What to do.
Return every line of the entries that includes the word "hints".

┌────────

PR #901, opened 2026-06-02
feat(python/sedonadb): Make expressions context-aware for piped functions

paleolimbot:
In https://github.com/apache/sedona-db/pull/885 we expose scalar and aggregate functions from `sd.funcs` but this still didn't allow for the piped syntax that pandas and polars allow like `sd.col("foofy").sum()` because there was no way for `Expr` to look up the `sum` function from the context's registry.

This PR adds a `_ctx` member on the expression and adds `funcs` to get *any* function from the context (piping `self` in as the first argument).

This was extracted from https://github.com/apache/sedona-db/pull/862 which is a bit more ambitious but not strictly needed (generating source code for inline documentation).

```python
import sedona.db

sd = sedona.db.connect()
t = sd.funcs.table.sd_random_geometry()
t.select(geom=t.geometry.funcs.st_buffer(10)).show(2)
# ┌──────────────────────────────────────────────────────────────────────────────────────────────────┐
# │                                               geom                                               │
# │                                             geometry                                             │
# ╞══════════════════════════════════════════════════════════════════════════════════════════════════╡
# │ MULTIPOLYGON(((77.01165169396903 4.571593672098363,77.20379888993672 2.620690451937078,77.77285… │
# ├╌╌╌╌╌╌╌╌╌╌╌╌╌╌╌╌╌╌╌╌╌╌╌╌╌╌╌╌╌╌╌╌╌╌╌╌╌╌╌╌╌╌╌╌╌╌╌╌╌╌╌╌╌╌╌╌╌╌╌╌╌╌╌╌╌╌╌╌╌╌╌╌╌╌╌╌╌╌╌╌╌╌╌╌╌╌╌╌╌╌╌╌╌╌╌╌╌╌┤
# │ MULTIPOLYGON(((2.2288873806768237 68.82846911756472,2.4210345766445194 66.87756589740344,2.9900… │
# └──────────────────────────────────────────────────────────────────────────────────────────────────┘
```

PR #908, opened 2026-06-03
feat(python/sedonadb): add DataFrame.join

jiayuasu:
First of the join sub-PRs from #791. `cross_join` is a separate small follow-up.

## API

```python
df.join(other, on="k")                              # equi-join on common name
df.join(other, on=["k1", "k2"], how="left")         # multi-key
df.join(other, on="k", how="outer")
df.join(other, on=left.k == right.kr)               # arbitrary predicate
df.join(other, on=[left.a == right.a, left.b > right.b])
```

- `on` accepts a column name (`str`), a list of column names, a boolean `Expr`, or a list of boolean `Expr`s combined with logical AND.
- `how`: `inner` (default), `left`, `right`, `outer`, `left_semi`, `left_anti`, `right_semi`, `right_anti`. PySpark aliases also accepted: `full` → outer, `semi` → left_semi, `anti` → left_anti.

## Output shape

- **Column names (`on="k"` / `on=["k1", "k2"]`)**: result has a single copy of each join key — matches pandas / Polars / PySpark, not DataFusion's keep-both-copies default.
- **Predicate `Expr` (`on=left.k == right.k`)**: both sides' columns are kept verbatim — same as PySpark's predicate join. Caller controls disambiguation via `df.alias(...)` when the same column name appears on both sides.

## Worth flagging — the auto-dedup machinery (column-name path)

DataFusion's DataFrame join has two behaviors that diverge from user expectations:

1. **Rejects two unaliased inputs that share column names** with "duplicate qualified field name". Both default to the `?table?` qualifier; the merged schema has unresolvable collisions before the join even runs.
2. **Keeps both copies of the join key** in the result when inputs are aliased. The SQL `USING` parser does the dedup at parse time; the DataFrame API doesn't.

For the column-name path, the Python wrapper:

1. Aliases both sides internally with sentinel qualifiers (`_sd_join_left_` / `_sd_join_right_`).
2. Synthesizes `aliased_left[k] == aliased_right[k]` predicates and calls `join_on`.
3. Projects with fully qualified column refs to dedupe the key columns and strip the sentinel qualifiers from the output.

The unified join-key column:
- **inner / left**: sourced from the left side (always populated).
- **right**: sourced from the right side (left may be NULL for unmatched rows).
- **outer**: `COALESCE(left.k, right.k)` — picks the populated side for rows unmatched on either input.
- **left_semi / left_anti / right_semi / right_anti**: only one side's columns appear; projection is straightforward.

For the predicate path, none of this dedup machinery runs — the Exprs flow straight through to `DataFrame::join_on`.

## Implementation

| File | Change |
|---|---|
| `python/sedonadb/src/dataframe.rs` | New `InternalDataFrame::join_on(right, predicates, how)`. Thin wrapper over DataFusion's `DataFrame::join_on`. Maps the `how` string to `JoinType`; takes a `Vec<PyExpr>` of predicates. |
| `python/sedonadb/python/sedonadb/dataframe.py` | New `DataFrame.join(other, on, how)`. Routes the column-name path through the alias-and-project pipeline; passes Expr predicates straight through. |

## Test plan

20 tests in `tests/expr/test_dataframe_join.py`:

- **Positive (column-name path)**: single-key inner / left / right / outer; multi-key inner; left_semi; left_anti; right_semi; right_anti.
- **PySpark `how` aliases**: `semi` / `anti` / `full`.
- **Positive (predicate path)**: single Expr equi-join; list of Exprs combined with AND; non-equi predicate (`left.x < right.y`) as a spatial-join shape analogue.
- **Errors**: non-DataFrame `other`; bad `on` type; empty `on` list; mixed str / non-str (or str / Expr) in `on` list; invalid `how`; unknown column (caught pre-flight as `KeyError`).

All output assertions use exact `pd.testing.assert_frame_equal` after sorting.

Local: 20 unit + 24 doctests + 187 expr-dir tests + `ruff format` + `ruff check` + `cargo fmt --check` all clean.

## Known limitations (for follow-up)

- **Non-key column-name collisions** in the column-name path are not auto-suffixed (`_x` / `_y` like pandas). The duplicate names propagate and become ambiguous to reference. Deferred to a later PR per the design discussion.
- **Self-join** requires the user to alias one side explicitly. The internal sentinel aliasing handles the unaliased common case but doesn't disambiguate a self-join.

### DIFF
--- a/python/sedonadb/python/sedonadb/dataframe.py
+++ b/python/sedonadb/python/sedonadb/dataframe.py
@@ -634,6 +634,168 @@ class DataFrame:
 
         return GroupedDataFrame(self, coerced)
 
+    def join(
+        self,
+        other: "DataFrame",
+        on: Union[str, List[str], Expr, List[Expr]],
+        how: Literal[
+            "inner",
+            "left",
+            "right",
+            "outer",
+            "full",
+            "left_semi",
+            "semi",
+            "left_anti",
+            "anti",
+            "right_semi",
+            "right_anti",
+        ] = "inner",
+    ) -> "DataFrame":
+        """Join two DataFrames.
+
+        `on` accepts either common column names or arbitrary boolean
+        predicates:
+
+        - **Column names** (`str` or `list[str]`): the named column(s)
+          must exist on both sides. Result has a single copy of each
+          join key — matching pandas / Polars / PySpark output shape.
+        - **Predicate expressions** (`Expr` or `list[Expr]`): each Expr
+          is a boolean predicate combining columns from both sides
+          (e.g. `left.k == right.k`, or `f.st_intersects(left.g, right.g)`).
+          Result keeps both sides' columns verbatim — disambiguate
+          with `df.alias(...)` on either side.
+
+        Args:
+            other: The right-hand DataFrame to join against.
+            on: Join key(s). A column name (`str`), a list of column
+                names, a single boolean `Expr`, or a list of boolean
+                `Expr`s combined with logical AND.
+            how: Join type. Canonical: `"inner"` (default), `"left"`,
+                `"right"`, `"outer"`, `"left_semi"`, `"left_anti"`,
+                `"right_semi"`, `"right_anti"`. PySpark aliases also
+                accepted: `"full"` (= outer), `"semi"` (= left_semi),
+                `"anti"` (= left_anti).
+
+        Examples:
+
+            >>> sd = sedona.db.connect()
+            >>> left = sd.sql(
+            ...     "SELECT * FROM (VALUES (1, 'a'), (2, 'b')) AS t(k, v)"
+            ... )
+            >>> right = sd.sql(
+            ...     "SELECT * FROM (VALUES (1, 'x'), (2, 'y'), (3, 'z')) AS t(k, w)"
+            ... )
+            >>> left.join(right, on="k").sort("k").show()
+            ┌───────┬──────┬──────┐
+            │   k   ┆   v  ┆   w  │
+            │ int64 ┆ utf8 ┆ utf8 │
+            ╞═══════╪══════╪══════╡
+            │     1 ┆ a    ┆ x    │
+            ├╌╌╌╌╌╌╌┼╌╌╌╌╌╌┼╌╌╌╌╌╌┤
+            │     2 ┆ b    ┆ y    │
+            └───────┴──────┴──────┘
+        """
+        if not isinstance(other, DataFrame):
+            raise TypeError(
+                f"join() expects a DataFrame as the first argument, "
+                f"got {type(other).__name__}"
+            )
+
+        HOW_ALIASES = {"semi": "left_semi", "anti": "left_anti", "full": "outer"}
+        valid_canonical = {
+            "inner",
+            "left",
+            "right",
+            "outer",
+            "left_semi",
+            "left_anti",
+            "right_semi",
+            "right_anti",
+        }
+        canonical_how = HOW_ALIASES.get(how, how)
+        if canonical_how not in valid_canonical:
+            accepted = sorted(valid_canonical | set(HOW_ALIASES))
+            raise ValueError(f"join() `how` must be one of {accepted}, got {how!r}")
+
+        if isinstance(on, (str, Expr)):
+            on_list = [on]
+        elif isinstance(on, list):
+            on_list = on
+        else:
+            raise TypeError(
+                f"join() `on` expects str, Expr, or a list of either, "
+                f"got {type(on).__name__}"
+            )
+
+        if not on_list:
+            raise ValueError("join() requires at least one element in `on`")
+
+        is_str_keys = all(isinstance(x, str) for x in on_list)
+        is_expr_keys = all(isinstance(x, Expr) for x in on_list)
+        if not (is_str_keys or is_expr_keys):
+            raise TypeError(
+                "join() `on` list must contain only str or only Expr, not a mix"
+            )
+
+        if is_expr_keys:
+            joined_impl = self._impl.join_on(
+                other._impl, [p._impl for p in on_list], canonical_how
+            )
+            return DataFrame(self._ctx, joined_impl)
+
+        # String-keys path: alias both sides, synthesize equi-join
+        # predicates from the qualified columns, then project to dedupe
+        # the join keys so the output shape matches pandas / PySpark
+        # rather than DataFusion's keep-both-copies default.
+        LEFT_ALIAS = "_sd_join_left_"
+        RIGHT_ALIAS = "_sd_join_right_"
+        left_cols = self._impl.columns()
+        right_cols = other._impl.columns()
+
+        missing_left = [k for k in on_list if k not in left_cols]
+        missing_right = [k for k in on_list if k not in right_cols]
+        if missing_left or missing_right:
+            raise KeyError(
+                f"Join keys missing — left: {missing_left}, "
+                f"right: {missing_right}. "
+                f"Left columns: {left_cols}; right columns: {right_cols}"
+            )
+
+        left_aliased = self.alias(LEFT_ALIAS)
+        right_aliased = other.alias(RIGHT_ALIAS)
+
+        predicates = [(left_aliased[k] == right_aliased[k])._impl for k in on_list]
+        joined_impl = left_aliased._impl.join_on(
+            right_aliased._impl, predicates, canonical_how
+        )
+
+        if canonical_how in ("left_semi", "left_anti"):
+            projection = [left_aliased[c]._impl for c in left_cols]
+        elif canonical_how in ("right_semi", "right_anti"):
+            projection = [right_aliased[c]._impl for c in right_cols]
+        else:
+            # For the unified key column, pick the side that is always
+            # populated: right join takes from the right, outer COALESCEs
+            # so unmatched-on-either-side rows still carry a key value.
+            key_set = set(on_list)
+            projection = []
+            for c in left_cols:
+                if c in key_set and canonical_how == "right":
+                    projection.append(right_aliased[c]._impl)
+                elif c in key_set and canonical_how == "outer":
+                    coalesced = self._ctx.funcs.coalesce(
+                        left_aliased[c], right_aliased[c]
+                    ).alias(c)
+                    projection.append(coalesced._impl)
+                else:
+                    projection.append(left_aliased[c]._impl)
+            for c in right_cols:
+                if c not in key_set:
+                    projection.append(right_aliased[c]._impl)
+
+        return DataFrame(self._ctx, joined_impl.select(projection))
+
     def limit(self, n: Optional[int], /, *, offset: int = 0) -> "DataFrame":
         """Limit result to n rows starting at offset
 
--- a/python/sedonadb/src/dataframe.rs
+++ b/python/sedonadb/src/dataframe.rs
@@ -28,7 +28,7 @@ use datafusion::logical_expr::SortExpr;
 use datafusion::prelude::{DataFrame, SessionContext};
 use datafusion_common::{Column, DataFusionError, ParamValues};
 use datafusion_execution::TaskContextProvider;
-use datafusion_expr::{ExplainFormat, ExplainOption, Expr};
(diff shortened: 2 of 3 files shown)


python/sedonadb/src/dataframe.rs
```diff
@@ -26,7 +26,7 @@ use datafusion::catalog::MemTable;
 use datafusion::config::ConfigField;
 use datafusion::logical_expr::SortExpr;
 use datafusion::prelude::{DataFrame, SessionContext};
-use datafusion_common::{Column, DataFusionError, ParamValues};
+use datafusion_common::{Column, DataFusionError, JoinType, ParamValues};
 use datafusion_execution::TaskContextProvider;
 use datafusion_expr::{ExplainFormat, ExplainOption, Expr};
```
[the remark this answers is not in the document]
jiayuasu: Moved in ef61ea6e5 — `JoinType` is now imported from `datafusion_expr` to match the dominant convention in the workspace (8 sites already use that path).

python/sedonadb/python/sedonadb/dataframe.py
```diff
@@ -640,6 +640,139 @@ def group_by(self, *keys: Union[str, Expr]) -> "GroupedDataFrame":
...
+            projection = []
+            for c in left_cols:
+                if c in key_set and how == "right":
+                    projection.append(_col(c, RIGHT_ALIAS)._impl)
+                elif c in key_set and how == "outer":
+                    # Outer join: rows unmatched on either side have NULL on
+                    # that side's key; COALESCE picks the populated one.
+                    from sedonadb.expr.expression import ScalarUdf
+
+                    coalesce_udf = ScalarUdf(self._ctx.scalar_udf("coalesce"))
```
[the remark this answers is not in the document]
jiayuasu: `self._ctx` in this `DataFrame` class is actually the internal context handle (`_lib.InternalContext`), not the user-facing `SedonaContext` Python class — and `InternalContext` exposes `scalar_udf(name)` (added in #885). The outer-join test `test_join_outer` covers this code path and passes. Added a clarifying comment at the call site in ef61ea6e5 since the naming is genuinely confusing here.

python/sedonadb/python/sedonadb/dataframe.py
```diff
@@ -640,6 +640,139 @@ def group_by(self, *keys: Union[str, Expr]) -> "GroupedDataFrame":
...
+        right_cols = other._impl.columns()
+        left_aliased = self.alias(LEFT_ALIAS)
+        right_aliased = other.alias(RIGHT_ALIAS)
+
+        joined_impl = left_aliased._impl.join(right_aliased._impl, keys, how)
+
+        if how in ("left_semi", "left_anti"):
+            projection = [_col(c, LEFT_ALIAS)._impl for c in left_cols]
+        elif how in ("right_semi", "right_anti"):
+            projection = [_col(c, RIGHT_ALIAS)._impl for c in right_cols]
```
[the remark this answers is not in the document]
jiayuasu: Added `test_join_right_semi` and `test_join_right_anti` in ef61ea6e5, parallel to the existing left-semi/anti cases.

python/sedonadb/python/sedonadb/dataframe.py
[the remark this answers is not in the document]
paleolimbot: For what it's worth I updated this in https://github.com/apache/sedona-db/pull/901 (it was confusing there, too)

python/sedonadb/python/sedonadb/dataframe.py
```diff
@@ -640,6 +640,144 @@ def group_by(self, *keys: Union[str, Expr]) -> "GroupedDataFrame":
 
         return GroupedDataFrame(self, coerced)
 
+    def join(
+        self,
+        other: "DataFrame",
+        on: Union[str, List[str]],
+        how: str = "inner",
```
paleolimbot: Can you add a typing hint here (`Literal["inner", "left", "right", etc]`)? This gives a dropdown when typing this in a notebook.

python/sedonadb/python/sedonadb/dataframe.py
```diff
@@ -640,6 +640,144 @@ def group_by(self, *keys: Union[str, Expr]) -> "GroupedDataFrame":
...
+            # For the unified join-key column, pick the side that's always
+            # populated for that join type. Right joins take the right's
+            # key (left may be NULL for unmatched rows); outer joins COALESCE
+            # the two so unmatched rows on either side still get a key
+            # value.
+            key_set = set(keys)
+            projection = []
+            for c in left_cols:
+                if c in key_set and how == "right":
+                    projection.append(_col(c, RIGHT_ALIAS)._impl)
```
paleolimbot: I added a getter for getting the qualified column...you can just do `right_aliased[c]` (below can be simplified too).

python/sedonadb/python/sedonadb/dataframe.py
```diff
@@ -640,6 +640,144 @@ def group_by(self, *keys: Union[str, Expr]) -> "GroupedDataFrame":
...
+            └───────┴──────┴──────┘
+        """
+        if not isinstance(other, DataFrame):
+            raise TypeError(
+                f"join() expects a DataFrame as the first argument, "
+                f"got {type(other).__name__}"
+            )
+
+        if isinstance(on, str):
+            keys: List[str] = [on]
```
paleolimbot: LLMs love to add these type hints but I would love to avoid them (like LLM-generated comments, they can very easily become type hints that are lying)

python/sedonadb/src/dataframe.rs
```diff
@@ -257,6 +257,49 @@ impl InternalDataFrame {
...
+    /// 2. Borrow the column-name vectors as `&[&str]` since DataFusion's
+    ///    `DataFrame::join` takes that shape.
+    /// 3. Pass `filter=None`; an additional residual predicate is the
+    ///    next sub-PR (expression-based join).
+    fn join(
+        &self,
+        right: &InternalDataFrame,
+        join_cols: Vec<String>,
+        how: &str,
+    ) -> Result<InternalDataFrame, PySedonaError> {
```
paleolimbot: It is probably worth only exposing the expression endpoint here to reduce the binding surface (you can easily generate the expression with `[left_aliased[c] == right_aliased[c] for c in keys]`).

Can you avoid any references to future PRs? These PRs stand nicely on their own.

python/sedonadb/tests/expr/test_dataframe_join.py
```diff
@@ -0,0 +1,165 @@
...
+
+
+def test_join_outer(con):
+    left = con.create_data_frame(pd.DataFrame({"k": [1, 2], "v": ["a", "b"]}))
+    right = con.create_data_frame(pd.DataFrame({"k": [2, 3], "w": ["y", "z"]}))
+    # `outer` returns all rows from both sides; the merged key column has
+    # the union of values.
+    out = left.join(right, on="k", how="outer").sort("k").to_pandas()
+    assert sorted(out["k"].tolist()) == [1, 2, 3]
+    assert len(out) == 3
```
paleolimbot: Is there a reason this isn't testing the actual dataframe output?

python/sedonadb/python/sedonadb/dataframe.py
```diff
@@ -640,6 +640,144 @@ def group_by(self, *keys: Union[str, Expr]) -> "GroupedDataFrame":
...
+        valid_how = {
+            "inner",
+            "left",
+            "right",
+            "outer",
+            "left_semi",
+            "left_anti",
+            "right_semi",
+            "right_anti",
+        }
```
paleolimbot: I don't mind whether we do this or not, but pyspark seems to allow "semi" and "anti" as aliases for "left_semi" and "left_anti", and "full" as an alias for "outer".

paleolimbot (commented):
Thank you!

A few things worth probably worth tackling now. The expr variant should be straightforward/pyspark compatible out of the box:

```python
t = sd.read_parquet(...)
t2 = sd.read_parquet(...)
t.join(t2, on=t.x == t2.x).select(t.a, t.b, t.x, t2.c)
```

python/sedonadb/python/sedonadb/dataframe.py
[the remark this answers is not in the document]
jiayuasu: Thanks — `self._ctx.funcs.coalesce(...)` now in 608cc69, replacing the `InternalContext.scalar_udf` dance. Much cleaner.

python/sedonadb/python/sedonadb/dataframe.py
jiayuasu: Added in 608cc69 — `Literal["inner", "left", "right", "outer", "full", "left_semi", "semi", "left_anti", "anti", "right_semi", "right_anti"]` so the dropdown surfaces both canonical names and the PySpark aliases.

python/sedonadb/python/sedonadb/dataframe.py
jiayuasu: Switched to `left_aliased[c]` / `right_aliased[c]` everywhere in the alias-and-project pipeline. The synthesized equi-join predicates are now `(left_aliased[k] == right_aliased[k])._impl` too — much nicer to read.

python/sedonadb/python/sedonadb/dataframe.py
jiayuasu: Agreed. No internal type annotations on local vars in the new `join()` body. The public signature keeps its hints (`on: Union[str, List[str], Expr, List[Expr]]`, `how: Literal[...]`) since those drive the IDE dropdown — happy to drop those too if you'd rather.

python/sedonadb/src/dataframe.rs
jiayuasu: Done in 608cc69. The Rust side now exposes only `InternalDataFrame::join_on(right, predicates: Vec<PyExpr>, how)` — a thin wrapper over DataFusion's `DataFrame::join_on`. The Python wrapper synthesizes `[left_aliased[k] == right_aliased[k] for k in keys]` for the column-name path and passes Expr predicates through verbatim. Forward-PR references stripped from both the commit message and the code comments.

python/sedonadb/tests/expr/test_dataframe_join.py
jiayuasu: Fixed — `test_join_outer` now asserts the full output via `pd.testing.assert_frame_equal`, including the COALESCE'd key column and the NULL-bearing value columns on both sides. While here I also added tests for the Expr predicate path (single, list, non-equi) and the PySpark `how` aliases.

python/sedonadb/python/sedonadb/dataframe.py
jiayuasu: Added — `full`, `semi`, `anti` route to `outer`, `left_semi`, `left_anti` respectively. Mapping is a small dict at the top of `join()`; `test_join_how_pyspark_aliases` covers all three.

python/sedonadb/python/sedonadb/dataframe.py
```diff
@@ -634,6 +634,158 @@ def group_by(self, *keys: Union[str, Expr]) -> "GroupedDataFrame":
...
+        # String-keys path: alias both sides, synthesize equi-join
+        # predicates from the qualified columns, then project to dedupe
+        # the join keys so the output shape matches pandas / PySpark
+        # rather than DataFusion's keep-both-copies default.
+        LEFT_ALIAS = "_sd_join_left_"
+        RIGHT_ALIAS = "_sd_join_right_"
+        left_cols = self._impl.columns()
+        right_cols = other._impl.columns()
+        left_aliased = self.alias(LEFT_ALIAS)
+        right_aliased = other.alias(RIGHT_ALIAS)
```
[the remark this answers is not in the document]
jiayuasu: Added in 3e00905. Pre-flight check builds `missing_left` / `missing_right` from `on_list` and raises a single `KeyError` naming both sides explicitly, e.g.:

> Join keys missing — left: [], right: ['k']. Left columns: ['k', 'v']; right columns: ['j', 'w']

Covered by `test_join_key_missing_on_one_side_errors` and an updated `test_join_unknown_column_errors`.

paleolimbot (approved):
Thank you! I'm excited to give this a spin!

└────────
┌────────

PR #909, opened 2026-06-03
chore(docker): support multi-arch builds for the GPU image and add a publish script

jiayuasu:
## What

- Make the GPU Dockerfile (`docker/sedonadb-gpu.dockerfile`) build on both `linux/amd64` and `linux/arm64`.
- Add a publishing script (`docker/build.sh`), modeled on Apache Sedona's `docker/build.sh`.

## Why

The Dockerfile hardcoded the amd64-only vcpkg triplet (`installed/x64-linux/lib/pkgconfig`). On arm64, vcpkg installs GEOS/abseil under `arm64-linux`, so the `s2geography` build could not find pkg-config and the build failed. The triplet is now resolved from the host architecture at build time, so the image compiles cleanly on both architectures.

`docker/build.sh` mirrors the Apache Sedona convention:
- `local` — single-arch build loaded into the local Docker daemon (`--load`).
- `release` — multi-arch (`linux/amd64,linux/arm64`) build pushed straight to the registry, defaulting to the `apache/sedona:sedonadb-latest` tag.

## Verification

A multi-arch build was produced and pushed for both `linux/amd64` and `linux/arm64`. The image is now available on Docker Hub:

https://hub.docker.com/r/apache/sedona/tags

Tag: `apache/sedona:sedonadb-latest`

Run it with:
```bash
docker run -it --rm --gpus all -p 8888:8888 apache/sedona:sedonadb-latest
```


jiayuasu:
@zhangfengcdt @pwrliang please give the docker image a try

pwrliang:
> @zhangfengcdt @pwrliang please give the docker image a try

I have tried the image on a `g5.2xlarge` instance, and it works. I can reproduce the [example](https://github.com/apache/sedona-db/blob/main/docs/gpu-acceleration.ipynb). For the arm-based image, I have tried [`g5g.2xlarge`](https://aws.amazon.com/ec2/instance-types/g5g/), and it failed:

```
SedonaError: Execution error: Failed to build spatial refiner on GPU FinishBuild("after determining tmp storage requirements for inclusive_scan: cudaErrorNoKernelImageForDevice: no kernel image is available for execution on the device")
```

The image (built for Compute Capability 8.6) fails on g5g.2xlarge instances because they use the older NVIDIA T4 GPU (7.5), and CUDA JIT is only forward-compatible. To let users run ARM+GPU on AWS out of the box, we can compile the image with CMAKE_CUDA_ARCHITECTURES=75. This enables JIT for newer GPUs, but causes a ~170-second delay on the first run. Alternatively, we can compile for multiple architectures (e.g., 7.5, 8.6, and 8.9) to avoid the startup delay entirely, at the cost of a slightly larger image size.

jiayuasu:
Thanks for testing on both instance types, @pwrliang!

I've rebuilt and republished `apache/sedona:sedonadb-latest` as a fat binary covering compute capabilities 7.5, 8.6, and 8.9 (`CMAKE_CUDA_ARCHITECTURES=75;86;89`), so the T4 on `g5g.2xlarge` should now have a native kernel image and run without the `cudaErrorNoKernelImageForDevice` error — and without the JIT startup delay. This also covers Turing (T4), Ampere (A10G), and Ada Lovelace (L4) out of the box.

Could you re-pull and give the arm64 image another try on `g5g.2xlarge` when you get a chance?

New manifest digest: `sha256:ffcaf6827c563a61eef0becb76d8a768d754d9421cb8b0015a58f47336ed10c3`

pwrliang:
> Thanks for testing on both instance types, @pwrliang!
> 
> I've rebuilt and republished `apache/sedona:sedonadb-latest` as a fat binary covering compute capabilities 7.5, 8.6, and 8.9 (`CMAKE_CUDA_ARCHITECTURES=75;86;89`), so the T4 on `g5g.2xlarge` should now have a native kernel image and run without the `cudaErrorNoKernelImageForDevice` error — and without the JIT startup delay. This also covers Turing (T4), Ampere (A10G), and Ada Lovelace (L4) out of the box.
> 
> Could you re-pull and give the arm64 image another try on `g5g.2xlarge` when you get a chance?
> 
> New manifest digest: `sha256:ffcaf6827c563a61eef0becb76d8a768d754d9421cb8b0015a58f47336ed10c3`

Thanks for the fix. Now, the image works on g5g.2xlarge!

└────────

Result of this exercise.
paleolimbot: LLMs love to add these type hints but I would love to avoid them (like LLM-generated comments, they can very easily become type hints that are lying)
jiayuasu: Agreed. No internal type annotations on local vars in the new `join()` body. The public signature keeps its hints (`on: Union[str, List[str], Expr, List[Expr]]`, `how: Literal[...]`) since those drive the IDE dropdown — happy to drop those too if you'd rather.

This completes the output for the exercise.